There are some issues in quantization due to changes in #3135.
This assertion seems not necessary.
A use case is that, lhs is quantized (int8), and rhs is constant.
For example, in resent we have add(max_pool(…), bias). Since max_pool is quantized, lhs of add is int8. In this case, during realize stage we need to convert both lhs and rhs to int32 and then perform the addition.
After removing this assertion we can run the annotate pass successfully. But other changes are still needed in realize.
In UnifyDTypeScale:
Conditions here do not cover every case. In the example above, lhs is int8 and rhs is float.
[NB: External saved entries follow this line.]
PR #343, opened 2016-10-07
Reference transceiver direction as opposed to "active" senders/receivers

taylor-b:
Reference transceiver direction as opposed to "active" senders/receivers

We initially thought there would be an "active" bit on senders/receivers
to control the direction of a media description, but instead we now have
a "setDirection" API on the transceiver. So we should reference that.


pthatcherg:
lgtm

PR #344, opened 2016-10-07
Issue230 a setup

ekr:
@juberti I don't think this is quite ready, but PTAL

### DIFF
--- a/draft-ietf-rtcweb-jsep.xml
+++ b/draft-ietf-rtcweb-jsep.xml
@@ -2071,7 +2071,7 @@ candidate:1 1 UDP 1694498815 192.0.2.33 10000 typ host
               in the offer MUST be "actpass".</t>
 
               <t>An "a=dtls-id" line, as specified in
-              <xref target="I-D.ietf-mmusic-dtls-sdp"/> Section 4.</t>
+              <xref target="I-D.ietf-mmusic-dtls-sdp"/> Section 5.2.</t>
 
               <t>An "a=rtcp-mux" line, as specified in
               <xref target="RFC5761"></xref>, Section 5.1.1.</t>
@@ -2095,7 +2095,7 @@ candidate:1 1 UDP 1694498815 192.0.2.33 10000 typ host
           4.1.</t>
 
           <t>Within the data m= section, the "a=mid", "a=ice-ufrag",
-          "a=ice-pwd", "a=fingerprint", and "a=setup" lines MUST be
+          "a=ice-pwd", "a=fingerprint", "a=dtls-id", and "a=setup" lines MUST be
           included as mentioned above, along with an
           "a=fmtp:webrtc-datachannel" line and an "a=sctp-port" line
           referencing the SCTP port number as defined in
@@ -2639,12 +2639,17 @@ candidate:1 1 UDP 1694498815 192.0.2.33 10000 typ host
               algorithm used for the fingerprint MUST match that used
               in the certificate signature.</t>
 
+              <t>An "a=dtls-id" line, as specified in
+              <xref target="I-D.ietf-mmusic-dtls-sdp"/> Section 5.3.</t>
+
               <t>An "a=setup" line, as specified in
               <xref target="RFC4145"></xref>, Section 4, and clarified
               for use in DTLS-SRTP scenarios in
               <xref target="RFC5763"></xref>, Section 5. The role value
               in the answer MUST be "active" or "passive"; the "active"
-              role is RECOMMENDED.</t>
+              role is RECOMMENDED. The role value MUST be consistent
+              with the existing DTLS connection, if one exists and is
+              being continued.</t>
 
               <t>If present in the offer, an "a=rtcp-mux" line, as
               specified in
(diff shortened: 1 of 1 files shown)


draft-ietf-rtcweb-jsep.xml
```diff
@@ -2636,12 +2639,17 @@ candidate:1 1 UDP 1694498815 192.0.2.33 10000 typ host
               algorithm used for the fingerprint MUST match that used
               in the certificate signature.</t>
 
+              <t>An "a=dtls-id" line, as specified in
```
juberti: Suggest matching the offer text and putting this after a=setup

draft-ietf-rtcweb-jsep.xml
```diff
@@ -2996,6 +3004,11 @@ candidate:1 1 UDP 1694498815 192.0.2.33 10000 typ host
             <xref target="RFC4145" />, Section 4, and the setup value
             is stored.</t>
 
+            <t>If present, a single "a=dtls-id" line is parsed as
```
juberti: Is this thing valid at session level?

draft-ietf-rtcweb-jsep.xml
```diff
@@ -3199,12 +3212,20 @@ candidate:1 1 UDP 1694498815 192.0.2.33 10000 typ host
               the size limits specified in
               <xref target="RFC5245" />, Section 15.4.</t>
 
+              <t>dtls-id value, which MUST be set according to
+              <xref target="I-D.ietf-mmusic-dtls-sdp"/> Section 5.
+              If this is a re-offer and the dtls-id value is different
+              from that presently in use, then a new DTLS connection
+              MUST be established, and the ufrag and password values
+              MUST also be different. If processing an answer, the
```
juberti: I would spell this out, i.e., if we're doing a new DTLS connection here, it MUST be as part of a proposed ICE restart, with new ICE ufrag and password values.

draft-ietf-rtcweb-jsep.xml
```diff
@@ -3199,12 +3212,20 @@ candidate:1 1 UDP 1694498815 192.0.2.33 10000 typ host
...
               <t>DTLS setup value, which MUST be set according to the
-              rules specified in
-              <xref target="RFC5763" />, Section 5, and MUST be
-              consistent with the selected role of the current DTLS
-              connection, if one exists.[TODO: may need revision, i.e.,
-              use of actpass</t>
+              rules specified in <xref target="RFC5763"/>,
+              Section 5 and MUST
+              be consistent with the selected role of the current DTLS
+              connection, if one exists and is being continued.</t>
```
juberti: I also think you need some text in the "applying a remote description" section below that talks about creating a new DTLS connection.

draft-ietf-rtcweb-jsep.xml
```diff
@@ -3199,12 +3212,20 @@ candidate:1 1 UDP 1694498815 192.0.2.33 10000 typ host
               the size limits specified in
               <xref target="RFC5245" />, Section 15.4.</t>
 
+              <t>dtls-id value, which MUST be set according to
+              <xref target="I-D.ietf-mmusic-dtls-sdp"/> Section 5.
+              If this is a re-offer and the dtls-id value is different
+              from that presently in use, then a new DTLS connection
```
juberti: Not sure if this is where you need to point out that a new DTLS connection MUST be established - that seems like something for the  "applying a remote desc" section. I think you just need to note that the previous connection is not being continued, relevant to the para below.

draft-ietf-rtcweb-jsep.xml
ekr: Thankfully, no
https://tools.ietf.org/html/draft-ietf-mmusic-dtls-sdp-14#section-4

draft-ietf-rtcweb-jsep.xml
ekr: done

ekr:
@juberti PTAL

draft-ietf-rtcweb-jsep.xml
juberti: Did you mean to remove this then?

draft-ietf-rtcweb-jsep.xml
```diff
@@ -3199,12 +3212,21 @@ candidate:1 1 UDP 1694498815 192.0.2.33 10000 typ host
               the size limits specified in
               <xref target="RFC5245" />, Section 15.4.</t>
 
+              <t>dtls-id value, which MUST be set according to
+              <xref target="I-D.ietf-mmusic-dtls-sdp"/> Section 5.
+              If this is a re-offer and the dtls-id value is different
+              from that presently in use, the DTLS connection is not being
+              continued and the remote description MUST be part of an
+              ICE restart, together with new ufrag and password
+              values. If processing an answer, the
```
juberti: suggest changing 'processing' to 'this is' to match text above

draft-ietf-rtcweb-jsep.xml
```diff
@@ -3389,6 +3411,17 @@ candidate:1 1 UDP 1694498815 192.0.2.33 10000 typ host
           the end-of-candidates indication as described in
           <xref target="I-D.ietf-ice-trickle" /> Section 11.</t>
 
+          <t>If the dtls-id has changed from the previous remote description,
```
juberti: Looking at this more closely, I think you probably want to move this text to the 'applying an answer' section, which already has a para on when to create a DTLS connection.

Thank you for the catch @zhiics. I believe this stresses the importance of extended unit test coverage for quantization passes. Do you want to go ahead and issue a PR fix? If VTA quantization is broken, it will be caught when we build the sphinx gallery.
The use case is add(conv, conv), where rhs is a shortcut. These lines transform rhs to cast(i32, cast(i8, qconv)). I found VTA is doing similar thing using ForceCast, maybe we can unify this? @ziheng@thierry
Unifying makes sense; this would mean that we wouldn’t need to rely on ForceCast anymore for VTA quantization? It makes sense to keep annotations limited.
Yes we can have a unified way to do this.
In add_vta_rewrite realize is explicitly called which produces ForceCast + StopFusion. This is the same as what we did in UnifyDTypeScale that used simulated_quantize annotation.